Research & Innovation
Research Areas
QUAN-CORE research is organized around administrative data, electronic medical records, artificial intelligence, patient safety, global classification systems, and applied population health studies.
Population and Administrative Data Research⌄
Health systems generate huge amounts of data every day. Every hospital admission, diagnosis code, prescription, and lab test leaves a digital record. This research area focuses on making that data useful and trustworthy for answering big questions about population health.

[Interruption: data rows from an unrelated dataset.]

PR #1558, opened 2024-08-07
feat: print error when raw hit has amplitude > ADC capacity

wdconinc:
When a raw hit is encountered with an energy amplitude greater than the ADC capacity we think we are working with, then this almost certainly is an indication of a digitization configuration error. E.g. https://github.com/eic/EICrecon/actions/runs/10239218932/job/28324710737#step:9:6119.

This PR adds an error message for these raw hits in calorimetry.

- [x] Bug fix (issue: https://github.com/eic/EICrecon/actions/runs/10239218932/job/28324710737#step:9:6119)
- [ ] New feature (issue #__)
- [ ] Documentation update
- [ ] Other: __

No.

No.

### DIFF
--- a/src/algorithms/calorimetry/CalorimeterHitReco.cc
+++ b/src/algorithms/calorimetry/CalorimeterHitReco.cc
@@ -171,7 +171,7 @@ void CalorimeterHitReco::process(
         if (rh.getAmplitude() < m_cfg.pedMeanADC + thresholdADC) {
             continue;
         }
- 
+
         if (rh.getAmplitude() > m_cfg.capADC) {
             error("Encountered hit with amplitude {} outside of ADC capacity {}", rh.getAmplitude(), m_cfg.capADC);
             continue;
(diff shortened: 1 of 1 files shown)


wdconinc:
Not seeing the warning when I expect it...

veprbl (approved):

src/algorithms/calorimetry/CalorimeterHitReco.cc
```diff
@@ -172,6 +172,11 @@ void CalorimeterHitReco::process(
             continue;
         }
 
+        if (rh.getAmplitude() > m_cfg.capADC) {
+            error("Encountered hit with amplitude {} outside of ADC capacity {}", rh.getAmplitude(), m_cfg.capADC);
```
veprbl, line 176: (I wonder if this makes more sense to put in Digi.)

wdconinc: I think it should be in both. This is intended as the check on the digitization.

wdconinc:
> Not seeing the warning when I expect it...

Now realizing why I'm not seeing it: we are capping high values in the digitization (good), and we don't have any bug :-)

PR #1559, opened 2024-08-07
CalorimeterIslandCluster: avoid complaining about missing readouts

veprbl:
This fixes a small regression from https://github.com/eic/EICrecon/pull/1554 pointed out by @wdconinc. Some error messages would appear for detectors that are not using matrices and don't specify "readout" field. This allows the current status quo to continue, but removes the messages.

- [x] Bug fix (issue #__)
- [ ] New feature (issue #__)
- [ ] Documentation update
- [ ] Other: __

No

No

### DIFF
--- a/src/algorithms/calorimetry/CalorimeterIslandCluster.cc
+++ b/src/algorithms/calorimetry/CalorimeterIslandCluster.cc
@@ -135,7 +135,9 @@ void CalorimeterIslandCluster::init() {
     };
 
     if (m_cfg.readout.empty()) {
-      error("readoutClass is not provided, it is needed to know the fields in readout ids");
+      if ((!m_cfg.adjacencyMatrix.empty()) || (!m_cfg.peakNeighbourhoodMatrix.empty())) {
+        throw std::runtime_error("readoutClass is not provided, it is needed to know the fields in readout ids");
+      }
     } else {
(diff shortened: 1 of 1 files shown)


wdconinc (dismissed):
Looks good to me.

Ultimately the reason why we can't guard `m_cfg.readout` usage behind existing `m_cfg.adjacencyMatrix` and `m_cfg.peakNeighbourhoodMatrix` checks is that it would duplicate error handling for empty `readout`.

src/algorithms/calorimetry/CalorimeterIslandCluster.cc
```diff
@@ -135,7 +135,9 @@ void CalorimeterIslandCluster::init() {
     };
 
     if (m_cfg.readout.empty()) {
-      error("readoutClass is not provided, it is needed to know the fields in readout ids");
+      if ((!m_cfg.adjacencyMatrix.empty()) || (!m_cfg.peakNeighbourhoodMatrix.empty())) {
+        throw std::runtime_error("readoutClass is not provided, it is needed to know the fields in readout ids");
```
wdconinc, line 139: The config variable is not named `readoutClass`, so the error is confusing.
```suggestion
        throw std::runtime_error("'readout' is not provided, it is needed to know the fields in readout ids");
```

wdconinc (approved):

PR #1560, opened 2024-08-07
PIDLookup: set mass consistent with the assigned PID

veprbl:

The #1534 makes EICrecon no longer leak mass value known from truth. This changes makes it so that mass is set by PID lookup table facility according to the mass of the particle for the PDG code assigned.

- [ ] Bug fix (issue #__)
- [ ] New feature (issue #__)
- [ ] Documentation update
- [ ] Other: __

No

Yes


src/algorithms/pid_lut/PIDLookup.cc
```diff
@@ -130,6 +130,7 @@ void PIDLookup::process(const Input& input, const Output& output) const {
 
     if (identified_pdg != 0) {
       recopart.setPDG(std::copysign(identified_pdg, (identified_pdg == 11) ? -charge : charge));
+      recopart.setMass(m_particleSvc.particle(identified_pdg).mass);
```
bspage912, line 133: How is the mass value initiated? What is the reconstructed particle mass if no PID is assigned?

bspage912 (commented):
See comment about default mass value in PIDLookup.cc

src/algorithms/pid_lut/PIDLookup.cc
veprbl: The mass values are looked up according to masses from PDG https://github.com/eic/EICrecon/blob/97b17d7c4480a29011d4c75a4388c6f66eff9e8f/src/algorithms/interfaces/ParticleSvc.cc#L18
If no PID is assigned the mass is not touched by this algorithm. In the current setup it should remain to be zero.

bspage912: Ok, great. It the mass is set to (kept at) zero in the absence of a PID assignment, I'm happy

bspage912 (approved):

PR #1535, opened 2024-07-26
Add one-to-one relation with raw tracker/calorimeter hit for reconstructed tracker/calorimeter hit

rahmans1:
### Briefly, what does this PR introduce?
Add one-to-one relation with raw tracker/calorimeter hit for reconstructed tracker/calorimeter hit. Contingent on https://github.com/eic/EDM4eic/pull/86. 

### What kind of change does this PR introduce?
- [ ] Bug fix (issue #__)
- [ ] New feature (issue #__)
- [ ] Documentation update
- [ ] Other: __

### Please check if this PR fulfills the following:
- [ ] Tests for the changes have been added
- [ ] Documentation has been added / updated
- [ ] Changes have been communicated to collaborators

PR #1564, opened 2024-08-09
feat: add track associations based on raw hit association, weighted by number of hits

wdconinc:
This PR builds on #1535 to create `edm4eic::Track` associations to `edm4hep::MCParticles`. Results in weights like this:
```
events->Draw("CentralCKFTrackAssociations.weight")
```
image

```
events->Draw("sqrt(MCParticles[_CentralCKFSeededTrackAssociations_sim.index].momentum.x**2+MCParticles[_CentralCKFSeededTrackAssociations_sim.index].momentum.y**2+MCParticles[_CentralCKFSeededTrackAssociations_sim.index].momentum.z**2)")
```
image

- [ ] Bug fix (issue #__)
- [x] New feature (issue: track associations)
- [ ] Documentation update
- [ ] Other: __

No.

No.


src/algorithms/tracking/ActsToTracks.h
```diff
@@ -17,13 +19,36 @@ namespace eicrecon {
 
 using ActsToTracksAlgorithm =
     algorithms::Algorithm<
-      algorithms::Input<edm4eic::Measurement2DCollection, std::vector<ActsExamples::Trajectories>>,
-      algorithms::Output<edm4eic::TrajectoryCollection, edm4eic::TrackParametersCollection, edm4eic::TrackCollection>
+      algorithms::Input<
+        edm4eic::Measurement2DCollection,
+        std::vector<ActsExamples::Trajectories>,
+        std::optional<edm4eic::MCRecoTrackerHitAssociationCollection>
```
bschmookler, line 25: Why do you use std::optional here, since you always pass in the "CentralTrackingRawHitAssociations" and the association between the raw and sim hits should exist for each raw hit?

wdconinc: The associations only exist for simulation input. We want algorithms to work for non-simulation input too.

bschmookler: Got it. Thanks.

src/algorithms/tracking/ActsToTracks.cc
```diff
@@ -185,6 +207,22 @@ void ActsToTracks::process(const Input& input, const Output& output) const {
 
       });
 
+      // Store track associations if hit associations provided
+      // FIXME: not able to check whether optional inputs were provided
+      //if (raw_hit_assocs->has_value()) {
+        double total_weight = std::accumulate(
+          mcparticle_weight_by_hit_count.begin(), mcparticle_weight_by_hit_count.end(),
+          0, [](const double sum, const auto& i) { return sum + i.second; });
+        for (const auto& [mcparticle, weight] : mcparticle_weight_by_hit_count) {
```
bschmookler, line 216: So, if a given track has measurement hits coming from multiple MCParticles, you create an association with each 
of these MCParticle; not just the MCParticle with the largest weight. This saves more information, which is good, but we'll need to  inform users that this is what the association contains.

wdconinc: This is how all associations are done.

bschmookler (approved):
Looks good to me

veprbl (approved):
Everything looks good to me.

wdconinc:
I propose to ignore sonarcloud since I don't see why there is any duplicated code here...

veprbl (approved):

PR #1565, opened 2024-08-13
Moved exceptions from init and added debug statements to process

simonge:
Highlighted by @ShujieL and @wdconinc [https://chat.epic-eic.org/main/pl/uiei8z865tbdjn4mpou19o4tuo](https://chat.epic-eic.org/main/pl/uiei8z865tbdjn4mpou19o4tuo). Failing to initialise the FarDetectorTrackerCluster algorithm, due to missing detectors in the geometry, calls an exception meaning JANA tries to init it again on the next event resulting in errors printed for each event.

This PR tries to tidy up the output by removing the exception so that the initialisation error is only printed once. A check is instead moved to the start of process() where repeated warning messages can still be accessed by setting the logger to debug.

- [x] Bug fix (issue #__)
- [ ] New feature (issue #__)
- [ ] Documentation update
- [ ] Other: __

NA
Fewer repeated error statements should be printed. Otherwise no.

### DIFF
--- a/src/algorithms/fardetectors/FarDetectorMLReconstruction.cc
+++ b/src/algorithms/fardetectors/FarDetectorMLReconstruction.cc
@@ -59,7 +59,7 @@ namespace eicrecon {
     if(!m_initialized){
       debug("Initialization did not complete");
       return;
-    }    
+    }
 
     //Set beam energy from first MCBeamElectron, using std::call_once
     std::call_once(m_initBeamE,[&](){
--- a/src/algorithms/fardetectors/FarDetectorMLReconstruction.cc
+++ b/src/algorithms/fardetectors/FarDetectorMLReconstruction.cc
@@ -32,10 +32,10 @@ namespace eicrecon {
 
     // Locate and load the weight file
     // TODO - Add functionality to select passed by configuration
-    bool methodFound = false;
     if(!m_cfg.modelPath.empty()){
       try{
         m_method = dynamic_cast<TMVA::MethodBase*>(m_reader->BookMVA( m_cfg.methodName, m_cfg.modelPath ));
+        m_initialized = true;
       }
       catch(std::exception &e){
         error(fmt::format("Failed to load method {} from file {}: {}", m_cfg.methodName, m_cfg.modelPath, e.what()));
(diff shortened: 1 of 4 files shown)


wdconinc (commented):
You could use `m_method == nullptr` in `FarDetectorMLReconstruction` and `m_id_dec == nullptr` in `FarDetectorTrackerCluster` instead of adding a new initialization variable. I'll defer to @veprbl if that's better style or not :-)

src/algorithms/fardetectors/FarDetectorMLReconstruction.cc
```diff
@@ -55,6 +55,12 @@ namespace eicrecon {
     const auto [inputTracks,beamElectrons] = input;
     auto [outputFarDetectorMLTrajectories, outputFarDetectorMLTrackParameters, outputFarDetectorMLTracks] = output;
 
+    // Check if the algorithm has been initialized properly
+    if(!m_initialized){
+      debug("Initialization did not complete");
+      return;
```
veprbl, line 61: Unless you throw here, the Process will be called over and over.
```suggestion
      throw std::runtime_exception("Initialization did not complete");
```

veprbl:
This solves a global issue locally. We should figure out why exceptions in `Init` are swallowed silently. I like that this removes use of JException in algorithms, we should take this in, IMO.

src/algorithms/fardetectors/FarDetectorMLReconstruction.cc
simonge: Will it not call process over and over anyway? I thought the behaviour we wanted was to flag the error but still return an empty collection so that the reconstruction can be carried out with the limited geometry provided. It would be nicer if upon throwing the exception in init, JANA knows not to try again.

veprbl: It will not. The exceptions in Process trickle into our JEventProcessorPODIO, where we try to print error messages only once, which is the desired effect. We could do some accounting to disable collections, but, you are right, they don't get disabled from being called currently.

ruse-traveler:
Hey @simonge, just wanted to check-in on this: is this something you'd like to continue pursuing, or has it been superseded another PR?

veprbl:
If we do, I believe, it might be worth investigating if exception handling for Init may have changed in recent JANA2.

ruse-traveler:
Discussed this in the [08.17.2026 Reco WG meeting](https://indico.bnl.gov/event/33693/). We'll close this for now, but can reopen if needed!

Foundational Contributions
These landmark papers helped build the global toolkit for using administrative health data, including Charlson and Elixhauser comorbidity algorithms, chronic disease case definitions, and ICD validation frameworks.
Comorbidity & Risk Adjustment Indices
Developing and refining scoring tools, such as Charlson and Elixhauser indices, that use administrative data to measure how sick patients are when they arrive at hospital. These tools make fair comparisons possible between hospitals, countries, and time periods.
Validating ICD Codes & Case Definitions
Testing whether diagnosis codes in administrative databases actually capture the diseases they are intended to represent. This work supports research across conditions ranging from COVID-19 to depression to breast cancer recurrence.
Data Quality & Coding Accuracy
Making sure health data are accurate, complete, and trustworthy. This theme looks under the hood, assessing how well hospital and EMR data reflect clinical reality, developing quality indicators, and creating methods to detect errors at scale.
Patient Safety Indicators & Adverse Events
Using routinely collected hospital data to detect harm that happens during care, such as infections, complications, falls, and safety events. This work helps hospitals and health systems identify where patients may be experiencing harm, support quality improvement, and compare safety across organizations and countries.
Applied Population Health Studies
Using administrative data to answer real-world questions about how diseases affect populations, from heart attacks to pregnancy outcomes to kidney disease to rare genetic conditions.
Electronic Medical Records Research and Data Quality⌄
Electronic medical records contain information that administrative data cannot capture, such as free-text clinical notes, lab values, vital signs, medications, and the nuance of how care unfolds. This research area focuses on unlocking that information using machine learning, natural language processing, and rigorous validation.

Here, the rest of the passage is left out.